Ukraine war cuts global growth prospects by 1pc; poor nations need service debt: UN
The ongoing war in Ukraine is likely to reinforce the monetary tightening trend in advanced countries
The UN’s trade and development body has downgraded its global economic growth projection for 2022 to 2.6% from 3.6% due to the Ukraine war and to changes in macroeconomic policies made by countries in recent months.
In an update to its Trade and Development report published on March 24, UNCTAD says while Russia will experience a deep recession this year, significant slowdowns in growth are expected in parts of Western Europe and Central, South and South-East Asia.
The ongoing war in Ukraine is likely to reinforce the monetary tightening trend in advanced countries following similar moves that began in late 2021 in several developing countries due to inflationary pressures, with expenditure cuts also anticipated in upcoming budgets.
The report expresses UNCTAD’s concern that a combination of weakening global demand, insufficient policy coordination at the international level and elevated debt levels from the pandemic, will generate financial shockwaves that can push some developing countries into a downward spiral of insolvency, recession and arrested development.
“The economic effects of the Ukraine war will compound the ongoing economic slowdown globally and weaken the recovery from the COVID-19 pandemic,” UNCTAD Secretary-General Rebeca Grynspan said.
“Many developing countries have struggled to gain economic traction coming out of the COVID-19 recession and are now facing strong headwinds from the war. Whether this leads to unrest or not, a profound social anxiety is already spreading.”

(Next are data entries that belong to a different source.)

PR #269, opened 2017-04-10
Refactor edx map template

shaidar:
- Added business unit and purpose to tags
- Added business unit and purposes as grains
- Made sure to match role with proper purpose when it comes to live and draft instances. For example, if role is edx-live, then purpose will have a 'live' suffix.

### DIFF
--- a/salt/orchestrate/aws/map_templates/edx.yml
+++ b/salt/orchestrate/aws/map_templates/edx.yml
@@ -11,16 +11,12 @@ edx:
       tag:
         business_unit: {{ business_unit }}
         environment: {{ environment_name }}
-        purpose: {{ purpose }}
+        purpose_prefix: {{ purpose_prefix }}
       grains:
         business_unit: {{ business_unit }}
         environment: {{ environment_name }}
-        {% if app_type == 'live' or 'draft' %}
         {% set modified_purpose = purpose + '-' + app_type %}
         purpose: {{ modified_purpose }}
-        {% else %}
-        purpose: {{ purpose }}
-        {% endif %}
         roles:
           - edx
           - edx-{{ app_type }}
--- a/salt/orchestrate/aws/map_templates/edx.yml
+++ b/salt/orchestrate/aws/map_templates/edx.yml
@@ -16,9 +16,10 @@ edx:
         business_unit: {{ business_unit }}
         environment: {{ environment_name }}
         {% if app_type not in purpose %}
-        {% set purpose = purpose[:-len(purpose.split('-')[-1])] +app_type %}
-        purpose:
-          - {{ purpose }}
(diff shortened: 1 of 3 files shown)


salt/orchestrate/aws/map_templates/edx.yml
```diff
@@ -9,9 +9,17 @@ edx:
...
           SecurityGroupId: {{ securitygroupid }}
       tag:
+        business_unit: {{ business_unit }}
         environment: {{ environment_name }}
+        purpose: {{ purpose }}
       grains:
+        business_unit: {{ business_unit }}
         environment: {{ environment_name }}
+        {% if app_type not in purpose %}
+        {% set purpose = purpose[:-len(purpose.split('-')[-1])] +app_type %}
```
blarghmatey: It's potentially dangerous to overwrite the variable used in the conditional, particularly if it is being used in a loop. This should probably be set to a different name for reference inside the `if` block.

blarghmatey: The `if` block has the effect that, if the `app_type` is included in the `purpose` then the purpose grain will never be set.

salt/orchestrate/aws/map_templates/edx.yml
```diff
@@ -9,9 +9,17 @@ edx:
...
+        purpose:
+          - {{ purpose }}
```
blarghmatey: This should be a string rather than a list. I don't think we have a use case for needing more than one purpose on a given host.

salt/orchestrate/edx/init.sls
```diff
@@ -13,7 +13,9 @@ generate_edx_cloud_map_file:
     - template: jinja
     - makedirs: True
     - context:
+        business_unit: {{ BUSINESS_UNIT }}
         environment_name: {{ ENVIRONMENT }}
+        purpose: {{ PURPOSE }}
```
blarghmatey: I would propagate the `_prefix` nomenclature throughout so that it's easier to read and understand what it is intended to represent.

salt/orchestrate/aws/map_templates/edx.yml
```diff
@@ -9,9 +9,14 @@ edx:
           SubnetId: {{ subnetids[id_num % num_subnets] }}
           SecurityGroupId: {{ securitygroupid }}
       tag:
+        business_unit: {{ business_unit }}
         environment: {{ environment_name }}
+        purpose_prefix: {{ purpose_prefix }}
       grains:
+        business_unit: {{ business_unit }}
         environment: {{ environment_name }}
+        {% set modified_purpose = purpose + '-' + app_type %}
```
blarghmatey: This needs to reference `purpose_prefix`. As it is right now it will throw an undefined variable exception because `purpose_prefix` is the variable getting set via the `context` in the orchestrate state.

blarghmatey:
👍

Even relatively wealthy countries that are struggling with multiple cost-of-living pressures, have already sought help from the international system to keep them afloat.
“Pakistan went back (to the IMF) at the end of last year,” said Richard Kozul-Wright, Director, UNCTAD Division on Globalization and Development Strategies, speaking in Geneva. “Sri Lanka has now gone to the IMF (International Monetary Fund) to organise a programme. Egypt, which was already under a programme, has gone back to the IMF to renegotiate. And these are countries – these are not least developed countries, these are middle-income countries that are under very serious economic and in some cases political pressure, as a consequence of the shocks that they now face.”
UNCTAD’s policy recommendations include the need for global financial reform to allow developing countries the economic space for “reasonable growth” so that they can service potentially crippling debt levels.
“Debt servicing in 2020 for developing countries excluding China was already $1 trillion, that was the kind of financial pressure that developing countries are in,” Kozul-Wright said.
“We know and we have argued in the past that the initiatives from the G20, the Debt Service Suspension Initiative is welcome, we welcomed it, but it was clearly insufficient, it provided something of the order of $11 billion for the countries that were eligible.”
Even without lasting financial market disruptions, developing economies will face severe constraints on growth, it was pointed out. During the pandemic, their public and private debt stocks have increased. And issues that receded from view during the pandemic, including high corporate leverage and rising household debt in middle-income developing countries, will resurface as policy tightens.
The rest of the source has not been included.